Perspective View of Boston Harbor, Christian Remick, 1768. Watercolor with pen and ink on laid paper. 135⁄16 × 64⅝ inches. Gift of Frederic Kidder, 1863 (R0442). 


Taken from the end of Long Wharf, this rare view of Boston Harbor depicts the landing of British troops in 1768, a crucial moment in the path leading to the American Revolution. To quell the Bostonians’ protests against the Townshend Acts, the Stamp Act, and other impositions by the Crown and Parliament, the British dispatched two regiments from Halifax, Nova Scotia, in October 1768. This perspective view by artist Christian Remick captures this unwelcome intrusion by the British; the irritating presence of the redcoats was one factor ultimately leading to the Boston Massacre of 1770 and subsequent events.

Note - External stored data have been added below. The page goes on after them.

PR #53, opened 2015-04-21
Translate to Romanian

cristi-contiu:
Romanian translations of initial i18n


stof:
@javiereguiluz  I think #8 should become higher priority now that the community starts translating the app, to avoid having to redo the work

javiereguiluz:
@stof you are right ... but that task is so boring to me that I'm waiting to see if any community member offers himself/herself to do it :smile:

javiereguiluz:
Great! Another translation! Thanks @cristi-contiu

PR #55, opened 2015-04-23
Stresses the best practice Constants vs Configuration Options

simohammedhttp:


javiereguiluz:
Nice addition. Thanks @simohammedhttp

PR #58, opened 2015-04-23
Change URL to login form documentation

xelaris:
Although `http://symfony.com/doc/current/cookbook/security/form_login.html` is a valid url, I think `http://symfony.com/doc/current/cookbook/security/form_login_setup.html` is more applicable here.


javiereguiluz:
Much better link! Thanks @xelaris

PR #62, opened 2015-04-27
The controller and template file paths are now clickable links

### LINKED ISSUE #30: In the "view source code" button, it would be nice to be able to click on file name
(A mini reminder for myself ; But if anyone want to implement it before me ...)

javiereguiluz:
This fixes #30

### DIFF
--- a/app/config/config.yml
+++ b/app/config/config.yml
@@ -13,7 +13,8 @@ imports:
 framework:
     # Uncomment the 'ide' option to turn file paths into clickable links that
     # open the given file path and line number using your favorite IDE.
-    # Supported values are 'textmate', 'macvim', 'emacs' and 'sublime'
+    # Supported values are 'textmate', 'macvim', 'emacs' and 'sublime' shortcuts
+    # and any custom configuration string, such as: "phpstorm://open?file=%%f&line=%%l"
     # See http://symfony.com/doc/current/reference/configuration/framework.html#ide
     #
     # ide: sublime
--- a/app/config/config.yml
+++ b/app/config/config.yml
@@ -17,7 +17,7 @@ framework:
     # and any custom configuration string, such as: "phpstorm://open?file=%%f&line=%%l"
     # See http://symfony.com/doc/current/reference/configuration/framework.html#ide
     #
-    # ide: sublime
+    ide: sublime
 
     # esi:             ~
     translator:      { fallback: "%locale%" }
--- a/app/config/config.yml
+++ b/app/config/config.yml
@@ -11,10 +11,13 @@ imports:
 
 # Basic configuration for the Symfony framework features
 framework:
-    # uncomment the 'ide' option to turn file paths into clickable links that
+    # Uncomment the 'ide' option to turn file paths into clickable links that
     # open the given file path and line number using your favorite IDE.
     # Supported values are 'textmate', 'macvim', 'emacs' and 'sublime'
+    # See http://symfony.com/doc/current/reference/configuration/framework.html#ide
+    #
     # ide: sublime
+
     # esi:             ~
     translator:      { fallback: "%locale%" }
     secret:          "%secret%"
--- a/app/config/config.yml
+++ b/app/config/config.yml
@@ -11,12 +11,11 @@ imports:
 
 # Basic configuration for the Symfony framework features
 framework:
-    # Uncomment the 'ide' option to turn file paths into clickable links that
-    # open the given file path and line number using your favorite IDE.
+    # Uncomment the 'ide' option to turn all of the file paths in an exception
+    # page into clickable links that open the given file using your favorite IDE.
     # Supported values are 'textmate', 'macvim', 'emacs' and 'sublime' shortcuts
     # and any custom configuration string, such as: "phpstorm://open?file=%%f&line=%%l"
     # See http://symfony.com/doc/current/reference/configuration/framework.html#ide
-    #
     ide: sublime
 
     # esi:             ~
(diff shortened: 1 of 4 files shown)


app/config/config.yml
```diff
@@ -11,6 +11,13 @@ imports:
 
 # Basic configuration for the Symfony framework features
 framework:
+    # Uncomment the 'ide' option to turn file paths into clickable links that
+    # open the given file path and line number using your favorite IDE.
+    # Supported values are 'textmate', 'macvim', 'emacs' and 'sublime'
+    # See http://symfony.com/doc/current/reference/configuration/framework.html#ide
+    #
+    # ide: sublime
```
aitboudad: IMO It's better to move `ide` into `config_dev.yml`

aitboudad: and also it become useless when `xdebug.file_link_format` is set,

stof: @aitboudad why in config_dev ? It could be set for any environment without issue.

However, I would indeed recomment setting ``xdebug.file_link_format`` whenever possible. this allows configuring it only once for any project on your machine, and it makes things easier if people in your team are not using the same IDE

app/config/config.yml
```diff
@@ -11,6 +11,13 @@ imports:
 
 # Basic configuration for the Symfony framework features
 framework:
+    # Uncomment the 'ide' option to turn file paths into clickable links that
+    # open the given file path and line number using your favorite IDE.
+    # Supported values are 'textmate', 'macvim', 'emacs' and 'sublime'
```
stof: it also supports any custom pattern for IDEs not known by Symfony

src/AppBundle/Twig/SourceCodeExtension.php
```diff
@@ -82,12 +86,15 @@ private function getControllerRelativePath()
...
+        $projectBaseDir = realpath($this->kernelRootDir.'/..');
         $absolutePath = $class->getFilename();
-        $pathParts = explode(DIRECTORY_SEPARATOR.'src'.DIRECTORY_SEPARATOR, $absolutePath);
-        $relativePath = 'src'.DIRECTORY_SEPARATOR.$pathParts[1];
+        $relativePath = ltrim(str_replace($projectBaseDir, '', $absolutePath), DIRECTORY_SEPARATOR);
+
+        $fileLink = strtr($this->fileLinkFormat, array('%f' => $absolutePath, '%l' => $method->getStartline()));
 
-        return $relativePath;
+        return empty($fileLink) ? $relativePath : new \Twig_Markup(sprintf('<a href="%s">%s</a>', $fileLink, $relativePath), 'UTF-8');
```
stof: you need to escape the link and the path. Otherwise, your Twig_Markup is not safe

src/AppBundle/Twig/SourceCodeExtension.php
```diff
@@ -103,9 +110,15 @@ private function getTemplateCode()
...
+    private function getTemplateFilePath()
     {
-        return 'app/Resources/views/'.$this->template->getTemplateName();
+        $projectBaseDir = realpath($this->kernelRootDir.'/..');
+        $absolutePath = $this->kernelRootDir.'/Resources/views/'.$this->template->getTemplateName();
+        $relativePath = ltrim(str_replace($projectBaseDir, '', $absolutePath), DIRECTORY_SEPARATOR);
+
+        $fileLink = strtr($this->fileLinkFormat, array('%f' => $absolutePath, '%l' => 1));
+
+        return empty($fileLink) ? $relativePath : new \Twig_Markup(sprintf('<a href="%s">%s</a>', $fileLink, $relativePath), 'UTF-8');
```
stof: I suggest extracting the logic building a relative path into a separate private method to avoid duplicating it

stof:
Btw, you could use the ``|format_file`` filter available in Symfony, which handles building the link whenever possible. It would be better than reimplementing the logic yourselves

app/config/config.yml
aitboudad: @stof why we need to set this value into all environment as I think it's useful only in dev.

stof: @aitboudad it is useful for any environment you could run locally. Even though you generally run the dev env locally, it is not the only one. I regularly switch to app.php when I want to perform some profiling for instance, to avoid the overhead of all the symfony debugging tools, which is not relevant for the performance of my app.

aitboudad: @stof I understand, but IMO this isn't the common case anyway let's keep it in `config.yml`

stof:
@javiereguiluz ping

javiereguiluz:
I've updated this PR to use the `format_file` filter and to simplify everything else.

src/AppBundle/Twig/SourceCodeExtension.php
```diff
@@ -25,10 +25,14 @@ class SourceCodeExtension extends \Twig_Extension
...
     protected $template;
+    protected $kernelRootDir;
+    protected $fileLinkFormat;
 
-    public function __construct(\Twig_LoaderInterface $loader)
+    public function __construct(\Twig_LoaderInterface $loader, $kernelRootDir, $fileLinkFormat)
     {
+        $this->kernelRootDir = $kernelRootDir;
         $this->loader = $loader;
+        $this->fileLinkFormat = $fileLinkFormat ?: ini_get('xdebug.file_link_format') ?: get_cfg_var('xdebug.file_link_format');
```
stof: this seems unused now

javiereguiluz: Good catch! Fixed in 6297ae3 Thanks.

PR #64, opened 2015-04-29
Fixed the help notes of the AddUser command

javiereguiluz:
In the [run() method of the Command class](https://github.com/symfony/symfony/blob/2.7/src/Symfony/Component/Console/Command/Command.php#L220-263) you can see the following:

```php
public function run(InputInterface $input, OutputInterface $output)
{
    // ...

    $this->initialize($input, $output);

    // ...

    if ($input->isInteractive()) {
        $this->interact($input, $output);
    }

    // ...
    
    $statusCode = $this->execute($input, $output);

    return is_numeric($statusCode) ? (int) $statusCode : 0;
}
```

Therefore, our help note was wrong and the method order is ` initialize()` -> `interact()` -> `execute()`

### DIFF
--- a/src/AppBundle/Command/AddUserCommand.php
+++ b/src/AppBundle/Command/AddUserCommand.php
@@ -61,8 +61,18 @@ class AddUserCommand extends ContainerAwareCommand
     }
 
     /**
-     * This method is executed before initialize() and execute(). Its purpose is
-     * to check if some of the options/arguments are missing and interactively
+     * This method is executed before the interact() and the execute() methods.
+     * It's main purpose is to initialize the variables used in the rest of the
+     * command methods.
+     */
+    protected function initialize(InputInterface $input, OutputInterface $output)
+    {
+        $this->em = $this->getContainer()->get('doctrine')->getManager();
+    }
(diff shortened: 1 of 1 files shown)


src/AppBundle/Command/AddUserCommand.php
```diff
@@ -61,8 +61,18 @@ protected function configure()
     }
 
     /**
-     * This method is executed before initialize() and execute(). Its purpose is
-     * to check if some of the options/arguments are missing and interactively
+     * This method is executed before the interact() and the execute() methods.
+     * It's main purpose is to initialize the variables used in the rest of the
+     * command methods.
```
stof: I would add a note saying that the input has not been validated yet here (as this is done only after ``interact``, so the input should be used with great caution here (or not used at all)

javiereguiluz: Good point! I've added the following:

```
    /**
     * // ...
     * Beware that the input options and arguments are validated after executing
     * the interact() method, so you can't blindly trust their values in this method.
     */
```

PR #65, opened 2015-04-29
Update jQuery to v2.1.4

tronsha:
http://blog.jquery.com/2015/04/28/jquery-1-11-3-and-2-1-4-released-ios-fail-safe-edition/


javiereguiluz:
@tronsha thanks for sending this PR.

Because of the way this demo application works, it's needed to also adde the source jQuery files and to update the link in the base template. I've picked your work in this pull request and finish it in #66 to do that. Thanks!

PR #70, opened 2015-05-23
Improve the checking if the current request is a master request in the ControllerListener.

voronkovich:
There is a more convenient way to check whether the current request is a master request. See http://api.symfony.com/2.7/Symfony/Component/HttpKernel/Event/KernelEvent.html#method_isMasterRequest

### DIFF
--- a/src/AppBundle/EventListener/ControllerListener.php
+++ b/src/AppBundle/EventListener/ControllerListener.php
@@ -11,7 +11,6 @@
 
 namespace AppBundle\EventListener;
 
-use Symfony\Component\HttpKernel\HttpKernelInterface;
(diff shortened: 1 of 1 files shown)


javiereguiluz:
@voronkovich thanks for this improvement. I do agree with you that this proposal is much better. You don't need to know the internal Symfony details when you are learning Symfony.

In any case, before merging it, I'll wait a bit so others can comment if they don't agree or see some drawback. Cheers!

JulienItard:
I agree with it because it's more readable and less "frigthening" for beginners.

weaverryan:
:+1:

javiereguiluz:
@voronkovich thanks for helping us improve the code of the Symfony Demo application!:wq!

PR #74, opened 2015-06-30
Add check.php file for access from web

bocharsky-bw:
I propose to get Symfony's `web/config.php` configurator file and rename it to `web/check.php` with some minor changes in order to get ability to check required and optional environment configuration parameters directly from web browser for success run this demo project. It's like `app/check.php` file for console, but allow users to check environment directly from web browser. I think it will be useful for beginners.
What do you think, guys?

### DIFF
--- a/web/check.php
+++ b/web/check.php
@@ -1,0 +1,122 @@
+<?php
+
+if (!isset($_SERVER['HTTP_HOST'])) {
+    exit('This script cannot be run from the CLI. Run it from a browser.');
+}
+
+if (!in_array(@$_SERVER['REMOTE_ADDR'], array(
+    '127.0.0.1',
+    '::1',
+))) {
+    header('HTTP/1.0 403 Forbidden');
+    exit('This script is only accessible from localhost.');
+}
+
+require_once dirname(__FILE__).'/../app/SymfonyRequirements.php';
+
+$symfonyRequirements = new SymfonyRequirements();
+
+$majorProblems = $symfonyRequirements->getFailedRequirements();
+$minorProblems = $symfonyRequirements->getFailedRecommendations();
+
+?>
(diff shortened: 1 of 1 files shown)


bocharsky-bw:
ping @javiereguiluz

javiereguiluz:
I'm not strongly against this, but I have some concerns:

1. If you are an experienced dev, you don't need it.
2. If you are a newcomer dev, you always install the demo with the Symfony Installer. This installer already checks the requirements and displays the list of errors to fix.

So my question is: do you think that newcomers have different `php.ini` configurations for the CLI and the web? If yes, I agree on adding this `check.php` file. If not, it could be unnecessary to do that.

bocharsky-bw:
@javiereguiluz Yes, I considered different `php.ini` for CLI and web too. I also think not many newcomers are know how to use web `php.ini` config file for console or simply forgot to do this when checking.

One more reason is to use familiar behavior to check current environment for **Symfony Demo Application** and **Symfony SE**, so I don't sure yet left this file name `config.php` for consistency with **Symfony SE** or rename it to `check.php`.

stof:
@javiereguiluz All Windows installer for PHP I know of are using different php.ini.
and Ubuntu packages are also using different php.ini files (even though enabling an extension with ``php5enmod`` will enable it for all SAPIs)

xabbuh:
:+1: It's not only Ubuntu. Many other Linux distributions follow this approach too

javiereguiluz:
@bocharsky-bw thanks for this pull request. Before merging it, I've decided to update its look-and-feel to better integrate it in the current demo application. To do that I've created a new PR (#81) and I'm closing this PR. But don't worry because I've reused your commit so you'll get the full credit for your work. Thanks!

PR #238, opened 2015-10-23
Fixing details

yceruto:
* Fixing imports (unused or missing).
* Adding type hinting.
* Fixed variable definition.

### DIFF
--- a/src/AppBundle/Command/DeleteUserCommand.php
+++ b/src/AppBundle/Command/DeleteUserCommand.php
@@ -11,10 +11,10 @@
 
 namespace AppBundle\Command;
 
+use AppBundle\Entity\User;
 use Symfony\Bundle\FrameworkBundle\Command\ContainerAwareCommand;
 use Symfony\Component\Console\Input\InputArgument;
 use Symfony\Component\Console\Input\InputInterface;
-use Symfony\Component\Console\Input\InputOption;
 use Symfony\Component\Console\Output\OutputInterface;
 use Symfony\Component\Console\Question\Question;
 use Doctrine\Common\Persistence\ObjectManager;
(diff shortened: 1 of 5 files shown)


src/AppBundle/Command/DeleteUserCommand.php
```diff
@@ -109,6 +109,7 @@ protected function execute(InputInterface $input, OutputInterface $output)
         $this->usernameValidator($username);
 
         $repository = $this->entityManager->getRepository('AppBundle:User');
+        /** @var User $user */
```
voronkovich: @yceruto, I think it's better to use a FQCN here.

yceruto: @voronkovich why it's better to use a FQCN here? please.

voronkovich: @yceruto, using FQCN doesn't require to import User class.

yceruto: Ok, fixed! thanks @voronkovich

src/AppBundle/Command/DeleteUserCommand.php
```diff
@@ -109,6 +108,7 @@ protected function execute(InputInterface $input, OutputInterface $output)
         $this->usernameValidator($username);
 
         $repository = $this->entityManager->getRepository('AppBundle:User');
+        /** @var \AppBundle\Entity\User $user */
```
xabbuh: I would use a `use` statement for this class (that's what we do in the core).

voronkovich: @xabbuh, what the advantages of importing a class that we don't really use?

src/AppBundle/Command/DeleteUserCommand.php
yceruto: Changed by @xabbuh comment.

javiereguiluz:
Thanks @yceruto.

PR #239, opened 2015-10-26
add a custom form field type example

yceruto:
**The first purpose** of this PR is to provide a practical example of how to create a custom form field type.

**The second purpose** is to improve the user interface to the field "Published At" on edit a Post, 
using a JavaScript date library like bootstrap-datetimepicker for parsing, validating, manipulating, and formatting dates. http://eonasdan.github.io/bootstrap-datetimepicker.

>**Important:** Is not the purpose of this PR create a custom form field type to support all options and features of the datetimepicker plugin.

References:
* http://symfony.com/doc/current/cookbook/create_custom_field_type.html
* http://symfony.com/doc/current/best_practices/forms.html#custom-form-field-types

Main Topics:
* Defining the custom form Field Type.
* Creating your form Field Type as a Service.
* Creating a Template for the custom form field Type
* Configuring the custom form template.
* Initializing datetime picker JavaScript plugin.
* Using the form Field Type into PostType form.

Others Topics (refactor):
* Moving the initialization of the highligth JavaScript plugin for `main.js` file.

**Preview:**
datetimepicker


yceruto:
I need help to rebase this PR.

javiereguiluz:
This is really nice! Tell me, how can we help you? Thanks.

yceruto:
@javiereguiluz I mistakenly worked on this PR from a previous PR. Would like to leave just two last commit in this branch. Can you help me?

javiereguiluz:
In that case I always do a `git rebase -i`, delete the wrong commits and then I do a `git push -f`

voronkovich:
@yceruto, you can use `git cherry-pick` to copy the last commits to an appropriate branch and then `git rebase -i` to delete those commits from the current branch. https://nathanhoad.net/how-to-cherry-pick-changes-with-git

voronkovich:
@yceruto, I think it's not necessary to define `MomentFormatConverter` as a service,  you can create it's instance inside the form's type constructor method.

yceruto:
@javiereguiluz @voronkovich I've rebased successfully. Thanks.

app/Resources/views/Form/fields.html.twig
```diff
@@ -0,0 +1,17 @@
+{#
+   Each field type is rendered by a template fragment, which is determined
+   by the value of your getName() method and the suffix _widget.
+
+   See http://symfony.com/doc/current/cookbook/form/create_custom_field_type.html#creating-a-template-for-the-field
+#}
+
+{% block app_datetimepicker_widget %}
+    {% spaceless %}
+        <div class='input-group date' id="datetimepicker">
```
voronkovich: @yceruto, I think you should use a css class here (datetimepicker) instead of the id.

src/AppBundle/Form/Type/DateTimePickerType.php
```diff
@@ -0,0 +1,77 @@
...
+        $attr = isset($view->vars['attr']) ? $view->vars['attr'] : array();
+
+        $view->vars['attr'] = array_merge($attr, array(
+            'data-date-format' => $this->formatConverter->convert($options['format']),
+            'data-date-locale' => \Locale::getDefault()
+        ));
+    }
+
+    /**
+     * @inheritdoc
```
voronkovich: A wrong doctype tag

app/Resources/views/Form/fields.html.twig
yceruto: @voronkovich It's always good to explain why your suggestion to better understand the reason for the idea. Please, explain a bit more.

bocharsky-bw: @yceruto With css class you could reuse it for more than one field. With ID it's impossible if we want to keepvalid HTML structure.

voronkovich: @yceruto, you can have multiple datetime fields in a page.

yceruto: @voronkovich @bocharsky-bw are right, the better. Fixed using `data-toggle` attribute to avoid CSS bug.

src/AppBundle/Form/Type/DateTimePickerType.php
yceruto: @voronkovich Fixed, thanks.

src/AppBundle/Form/Type/DateTimePickerType.php
```diff
@@ -0,0 +1,77 @@
...
+    {
+        $this->formatConverter = new MomentFormatConverter();
+    }
+
+    /**
+     * {@inheritdoc}
+     */
+    public function buildView(FormView $view, FormInterface $form, array $options)
+    {
+        $attr = isset($view->vars['attr']) ? $view->vars['attr'] : array();
```
voronkovich: This checking isn't needed, because the value of `$view->vars ['attr']` is already assigned to an array. See
https://github.com/symfony/form/blob/master/Extension/Core/Type/BaseType.php#L93
https://github.com/symfony/form/blob/master/Extension/Core/Type/BaseType.php#L117

yceruto: @voronkovich, that's right, fixed! thanks.

src/AppBundle/Form/Type/DateTimePickerType.php
```diff
@@ -0,0 +1,75 @@
...
+    {
+        $this->formatConverter = new MomentFormatConverter();
+    }
+
+    /**
+     * {@inheritdoc}
+     */
+    public function buildView(FormView $view, FormInterface $form, array $options)
+    {
+        $view->vars['attr'] = array_merge($view->vars['attr'], array(
```
voronkovich: @yceruto, why you use the `array_merge` function?

yceruto: @voronkovich to avoid restricting the possibility of passing some attribute to this type of field. If I do not 'array_merge` overwrite the custom attributes that can be passed of the form:
```
$builder->add('publishedAt', 'app_datetimepicker', array(
    'label' => 'label.published_at',
    'attr' => //this attributes will be merge with array('data-date-format' => '?', 'data-date-locale' => '?')
));
```

voronkovich: @yceruto, Passing those attributes can break the form, isn't it? I think you should use options 'format' and 'locale' for this.

yceruto: @voronkovich I do not understand your comment. How can break the form? I already use the `format` option and the locale option is no necessary, use `\Locale::getDefault()` to find out the current locale.

voronkovich: @yceruto, what if user pass an attribute `data-date-format` to the field type? In what date format data will be submitted (`format` or `data-date-format`)?
I think that your code should look like this:
```php
$this-view['attr']['data-date-format'] = $this->formatConverter->convert($options['format']);
```

yceruto: @voronkovich I think you're missing something, if the attributes `data-date-format` or `data-date-locale` is passed will be overwritten due to the following `array_merge(['a' => 1], ['a' => 2]) == ['a' => 2]`. The way it is implemented now this is accomplished and always `format` option will be submit. I think that is not necessary do what you propose.

voronkovich: @yceruto ok, my bad. But you can do it without using `array_merge`:

```php
public function buildView(FormView $view, FormInterface $form, array $options)
{
    $view->vars['attr']['data-date-format'] = $this->formatConverter->convert($options['format']);
    $view->vars['attr']['data-date-locale'] = \Locale::getDefault():
}
```

yceruto: @voronkovich  you're right, it looks better that way. Thanks.

app/Resources/views/form/fields.html.twig
```diff
@@ -0,0 +1,17 @@
+{#
+   Each field type is rendered by a template fragment, which is determined
+   by the value of your getName() method and the suffix _widget.
+
+   See http://symfony.com/doc/current/cookbook/form/create_custom_field_type.html#creating-a-template-for-the-field
+#}
+
+{% block app_datetimepicker_widget %}
+    {% spaceless %}
+        <div class='input-group date' data-toggle="datetimepicker">
```
voronkovich: @yceruto, chage single quotes to double quotes here, please.

yceruto: Thanks! :)

voronkovich:
:+1:

javiereguiluz:
I'd like to merge this super-cool date picker as soon as possible. However, I have a problem with the feature that allows you to navigate from one month to another. The feature works right ... but the arrows aren't displayed:

datepicker

yceruto:
@javiereguiluz fixed, thanks!

javiereguiluz:
@yceruto and it's working like a charm! Thanks.

datepicker

javiereguiluz:
@yceruto thanks a lot for implementing this feature. I absolutely love it! I also enjoyed your discussion with @voronkovich during the development of the feature. You both should consider doing some "pair programmin" sometime because you are a great team :)

yceruto:
:+1:

PR #240, opened 2015-10-27
Update dependencies

bocharsky-bw:
According to the new Symfony's [v2.7.6](https://github.com/symfony/symfony/pull/16357) release.


javiereguiluz:
@bocharsky-bw thanks for updating to the new version so fast!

Little is known of Remick’s work. Born into an old Cape Cod family, and presumably an auto-didact, his day job was that of a sailor and mariner. He valiantly tried to make a career as an artist, however, and he advertised in the Massachusetts Gazette in 1769 that he “performs all sorts of Drawing in Water Colours” and also would color pictures and draw coats of arms (some of which survive). He noted that he had on exhibition versions of this watercolor and other examples of his work in the Golden Ball and Bunch of Grapes taverns, and also at Thomas Bradford’s house in the North End. Remick collaborated at least several times with Paul Revere. It is generally thought that Remick drew the image engraved by Revere for his own view of The Landing of the Troops in 1769; Remick hand-colored and signed at least one example. He also used watercolor and gold pigment to hand color versions of Revere’s print of The Bloody Massacre of 1770; an example, signed “Cold. by Christn. Remick” at lower right, is in the collection of the Museum of Fine Arts, Boston. Remick’s other notable accomplishment, a drawing of Boston Common featuring the Hancock Mansion, is in the collection of Historic New England.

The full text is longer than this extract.